Chapter 11 Cluster Analysis

These notes are primarily taken from studying DataCamp courses Cluster Analysis in R and Unsupervised Learning in R, AIHR, UC Business Analytics R Programming Guide, and PSU STAT-505.

Cluster analysis is a data exploration (mining) tool for dividing features into clusters, distinct populations with no a priori defining characteristics. The goal is to describe those populations with the observed data.
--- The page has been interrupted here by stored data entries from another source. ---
PR #122, opened 2022-02-16
Allow mongodb operator to be deployed cluster wide

kvaster:
This PR allows operator to be deployed cluster wide by using `all` as `watchNamespace` value. Also it will create separate `Role` and `RoleBinding` insteadof `ClusterRole` and `ClusterRoleBinding` when deploying with `watchNamespace` when it differs from operator namespace.

Please note that using `watchNamespace` previously wasn't working and will not work even now without patch to operator, cause of a bug: https://github.com/percona/percona-server-mongodb-operator/pull/889

PR #125, opened 2022-03-17
Add support for cluster-wide deployment for mongodb operator

MOZGIII:
An alternative to #122

### DIFF
--- a/charts/psmdb-operator/templates/role-binding.yaml
+++ b/charts/psmdb-operator/templates/role-binding.yaml
@@ -3,7 +3,11 @@ kind: ServiceAccount
 metadata:
   name: {{ include "psmdb-operator.fullname" . }}
 ---
+{{- if or .Values.watchNamespace .Values.watchAllNamespaces }}
+kind: ClusterRoleBinding
+{{- else }}
 kind: RoleBinding
+{{- end }}
 apiVersion: rbac.authorization.k8s.io/v1
 metadata:
   name: service-account-{{ include "psmdb-operator.fullname" . }}
@@ -15,11 +19,11 @@ metadata:
 subjects:
 - kind: ServiceAccount
   name: {{ include "psmdb-operator.fullname" . }}
-  {{- if .Values.watchNamespace }}
+  {{- if or .Values.watchNamespace .Values.watchAllNamespaces }}
   namespace: {{ .Release.Namespace }}
   {{- end }}
 roleRef:
-  {{- if .Values.watchNamespace }}
+  {{- if or .Values.watchNamespace .Values.watchAllNamespaces }}
   kind: ClusterRole
   {{- else }}
   kind: Role
--- a/charts/psmdb-operator/templates/role.yaml
+++ b/charts/psmdb-operator/templates/role.yaml
@@ -1,4 +1,4 @@
-{{- if .Values.watchNamespace }}
+{{- if or .Values.watchNamespace .Values.watchAllNamespaces }}
 kind: ClusterRole
 {{- else }}
 kind: Role
--- a/charts/psmdb-operator/templates/_helpers.tpl
+++ b/charts/psmdb-operator/templates/_helpers.tpl
@@ -43,3 +43,10 @@ app.kubernetes.io/version: {{ .Chart.AppVersion | quote }}
 {{- end }}
 app.kubernetes.io/managed-by: {{ .Release.Service }}
 {{- end -}}
+
+{{/*
+Resolve the effective value of WATCH_NAMESPACE env var.
+*/}}
+{{- define "psmdb-operator.watch-namespace" -}}
+{{- default .Release.Namespace .Values.watchNamespace -}}
+{{- end -}}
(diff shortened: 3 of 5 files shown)


charts/psmdb-operator/templates/role-binding.yaml
```diff
@@ -3,7 +3,11 @@ kind: ServiceAccount
 metadata:
   name: {{ include "psmdb-operator.fullname" . }}
 ---
+{{- if or .Values.watchNamespace .Values.watchAllNamespaces }}
```
jconradhanson, line 6: Should this be `{{ .Values.watchAllNamespaces }}` instead? Or if we wanted to support both values entries for enabling cluster scope, then it'd be `{{- if or not .Values.watchNamespace .Values.watchAllNamespaces }}` to account for negating an empty string given in `watchNamespace`.

We want a `ClusterRoleBinding` for watching all namespaces. So if a `watchNamespace` value is not empty, then we would want a `RoleBinding` to watch the given ns.

charts/psmdb-operator/templates/role-binding.yaml
```diff
@@ -15,11 +19,11 @@ metadata:
 subjects:
 - kind: ServiceAccount
   name: {{ include "psmdb-operator.fullname" . }}
-  {{- if .Values.watchNamespace }}
+  {{- if or .Values.watchNamespace .Values.watchAllNamespaces }}
   namespace: {{ .Release.Namespace }}
   {{- end }}
 roleRef:
-  {{- if .Values.watchNamespace }}
+  {{- if or .Values.watchNamespace .Values.watchAllNamespaces }}
```
jconradhanson, line 26: Same comment as above.

charts/psmdb-operator/templates/role.yaml
```diff
@@ -1,4 +1,4 @@
-{{- if .Values.watchNamespace }}
+{{- if or .Values.watchNamespace .Values.watchAllNamespaces }}
```
jconradhanson, line 1: Same comment as above.

charts/psmdb-operator/templates/role-binding.yaml
MOZGIII: We either specify that we want to watch all namespaces - we'd need `ClusterRole` to do that, or we specify a single other namespace to watch for (which is a different one from the one we're deployed to, otherwise what's the point) - and we need `ClusterRole` to get access to another namespace too.

We can use `Role` only when we're dealing with the local namespace - and that's where both `watchAllNamespaces` and `watchNamespace` as falsy.

MOZGIII: The `watchNamespace` handling can definitely be improved to handle more edge cases, such as when it's not empty but is explicitly set to a value equal to `.Release.namespace` - but I didn't bother.

Feel free to pick this code up and apply fixes as needed. Tossing it and rewriting this feature from scratch is also an option I'd be fine with.

jconradhanson: Thanks for elaborating. 
I wasn't considering the use-case of deploying the operator to a different namespace than where a single psmdb instance would be deployed. I was making the assumption that if you want RBAC outside of the operator's namespace, then it is more than likely needed cluster-wide. So the way you have it makes sense to me now.

When inspecting the [PXC Operator's helm chart](https://github.com/percona/percona-helm-charts/tree/main/charts/pxc-operator), all three use-cases you outlined are supported (ie. same ns; single, different ns than operator's; cluster-wide) through the `watchNamespace` and `watchAllNamespaces` values. Also, they are using the same if statement structure as what you have, [example here](https://github.com/percona/percona-helm-charts/blob/main/charts/pxc-operator/templates/role-binding.yaml#L11). 

With that said, I'd prefer to have consistency across percona helm charts. So since pxc-operator has a working implementation and is a percona chart, I'd be in favor of adopting the approach there, which is what you have, over what is implemented in https://github.com/percona/percona-helm-charts/pull/122.

jconradhanson:
Commented on the corresponding [roadmap issue here](https://github.com/percona/roadmap/issues/28#issuecomment-1205681142) to seek clarity on when this would be potentially supported.

tplavcic:
@MOZGIII @jconradhanson Cluster wide support for PSMDB operator is scheduled to be released in `1.13.0` release of the operator.
The ticket is located here: https://jira.percona.com/browse/K8SPSMDB-203
(so you can track the progress if you wish, PR is currently in review)

Usually few days after operator release we update the helm charts with all new options, so I expect the same to happen this time.

tplavcic:
Hi @MOZGIII and @conradhanson  !
The PSMDB operator now officially supports cluster-wide mode from version 1.13.0.
Here are the release notes: https://docs.percona.com/percona-operator-for-mongodb/RN/Kubernetes-Operator-for-PSMONGODB-RN1.13.0.html
The change was also implemented in the helm chart in this PR: https://github.com/percona/percona-helm-charts/pull/174
And is available in `psmdb-operator` helm chart version `1.13.1`.
So I will close this PR and if you will find some issues with it or want to provide some other fixes/improvements please open a new ticket/PR.

Thanks!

Popular uses of clustering are audience segmentation, creating personas, detecting anomalies, and pattern recognition in images.

There are two common approaches to cluster analysis.

  • Agglomerative hierarchical algorithms start by defining each data point as a cluster, then repeatedly combine the two closest clusters into a new cluster until all data points are merged into a single cluster.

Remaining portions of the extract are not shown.